The Union explains that Proposal 1 concerns the pay-fixing process for the life of the negotiated agreement and that Proposal 2 provides for a specific salary increase for a particular school year. See Memorandum, dated November 8, 1984, enclosed with the Petition for review. As to the substance the Union asserts that the proposals are negotiable based on Fort Bragg Unit of North Carolina Association of Educators, National Education Association and fort Bragg Dependents Schools, Fort Bragg, North Carolina, 12 FLRA 519 (1983).
B. Analysis and Conclusion
1. Proposal 1 is properly before the Authority
There is nothing in the record to support the Agency's claim that Proposal 2 was submitted as a replacement for Proposal 1. In addition, based on the Union's statement of intent, Proposals 1 and 2 concern different aspects of the pay-setting process and thus are not mutually exclusive.
2. Conditions of Employment
The Agency's position, based primarily on the legislative history of the Statute, is that Congress did not intend to include teachers' pay among negotiable conditions of employment. This Agency argument was considered and rejected by the Authority in Fort Bragg Dependents Schools and subsequent cases. Briefly stated, we have consistently held that nothing in the Statute or its legislative history prevents bargaining over employee compensation insofar as: (1) the matters proposed are not specifically provided for by law and are within the discretion of the agency; and (2) the proposals involved are not otherwise inconsistent with law, applicable Government-wide rule or regulation, or with an agency regulation supported by a compelling need. See also American Federation of Government Employees, AFL - CIO, Local 1897 and Department of the Air Force, Eglin Air Force Base, Florida, 24 FLRA No. 41 (1986).

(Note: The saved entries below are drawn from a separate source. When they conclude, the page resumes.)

Issue #1854, opened 2022-03-02
Dataset settings


dvsrepo:
## Description

Allow configure dataset level settings for several purposes:

- Edit the labels (add, edit, remove) ( refs #1887 )
- Define metadata fields schema. This could include hidden fields, for example
- Customize the inner elaticsearch index settings/mappings (for advanced users)
- Configure the users that can operate over the dataset (annotators, administrators, reviewers,...). Here, a previous design for user roles should be defined.
- Some task could define their own settings (the `multi_label` parameter could be a setting for the text classification task)

### From issue #1853 
Edit the tags and workspace for the dataset, but only was able to do so via deletion and re-creation.

**Describe the solution you'd like**
The possibility to have a button next o the delete and copy that allows for editting.

frascuchon:
This suggestion could match with some config that could be included as part of the dataset settings.

https://github.com/argilla-io/argilla/issues/1761#issuecomment-1316455118

PR #2365, opened 2023-02-18
chore: Replace old recognai emails with argilla ones

jfcalvo:
# Description

Replace old `recogn.ai` emails with `argilla.io` ones.

This will improve [argilla Pypi package page](https://pypi.org/project/argilla/) showing the correct contact emails.

We still have a reference to `recogn.ai` on this JS model file: https://github.com/argilla-io/argilla/blob/develop/frontend/models/Dataset.js#L22

Please @frascuchon and @keithCuniah can you confirm if that JS code can be safely changed and how?

### DIFF
--- a/CODE_OF_CONDUCT.md
+++ b/CODE_OF_CONDUCT.md
@@ -60,7 +60,7 @@ representative at an online or offline event.
 
 Instances of abusive, harassing, or otherwise unacceptable behavior may be
 reported to the community leaders responsible for enforcement at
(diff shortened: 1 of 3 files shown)


frascuchon (approved):
great! THanks, @jfcalvo

frascuchon:
@jfcalvo The js reference you mentioned cannot be replaced on this PR. This will be tackled with the #1854  implementation y using the specific create settings/label schema endpoint.

PR #2366, opened 2023-02-18
Add new endpoint to list users

jfcalvo:
This PR adds a new API endpoint to list all the users present in the database.

It doesn't includes pagination. We need to discuss if it's something that we need right now, maybe it can be implemented later.

### DIFF
--- a/src/argilla/server/apis/v0/handlers/users.py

Here, the employees covered by the proposals are employed under the provisions of 20 U.S.C. 241. We have previously held that nothing in 20 U.S.C. 241 or in its legislative history, relied upon by the Agency, indicates that Congress intended to restrict an agency's discretion concerning the particular employment practices relating to compensation which could be adopted. Fort Knox Teachers Association and Fort Knox Dependent Schools, 26 FLRA No. 108 (1987), petition for review filed sub nom. Fort Knox Dependent Schools v. FLRA, No. 87-3593 (6th Cir. Jun. 25, 1987). Thus, the Agency has not established that either of the proposals concerns a matter specifically provided for by law, or that they are outside the Agency's discretion to adopt.
Moreover, even assuming the correctness of the Agency's position respecting negotiation of pay matters, the Agency has cited no specific grounds for finding sections A, C and D of Proposal 1 nonnegotiable. These sections do not concern the amounts of compensation to be paid unit employees. Rather, they merely authorize the Union to review and comment on data used to determine employee salary schedules. Consequently, even if compensation were found to be a nonnegotiable matter, sections A, C and D would still be within the Agency's duty to bargain.
3. Agency's Right to Determine its Budget
To establish that a proposal directly interferes with an agency's right to determine its budget under section 7106(a)(1) of the Statute, an agency must make a substantial showing that the proposal requires the inclusion of a particular program or amount in its budget or that the proposal will result in significant and unavoidable increases in cost not affected by compensating benefits. American Federation of Government Employees, AFL - CIO and Air Force Logistics Command, Wright - Patterson Air Force Base, Ohio, 2 FLRA 604 (1980), enforced as to other matters sub nom. Department of the Air Force v. Federal Labor Relations Authority 695 F.2d 1140 (D.C. Cir. 1981), cert. denied sub non. AFGE v. FLRA, 455 U.S. 945 (1982).
The Agency here contends that finding these proposals negotiable would result in a significant increase in costs for the entire dependents school system. It points out that the system is comprised of seven additional bargaining units with 626 members whose salaries total $11.3 million. It reasons that, if the proposals are found to be negotiable, the other units would seek to negotiate on similar proposals. Statement of Position at 9.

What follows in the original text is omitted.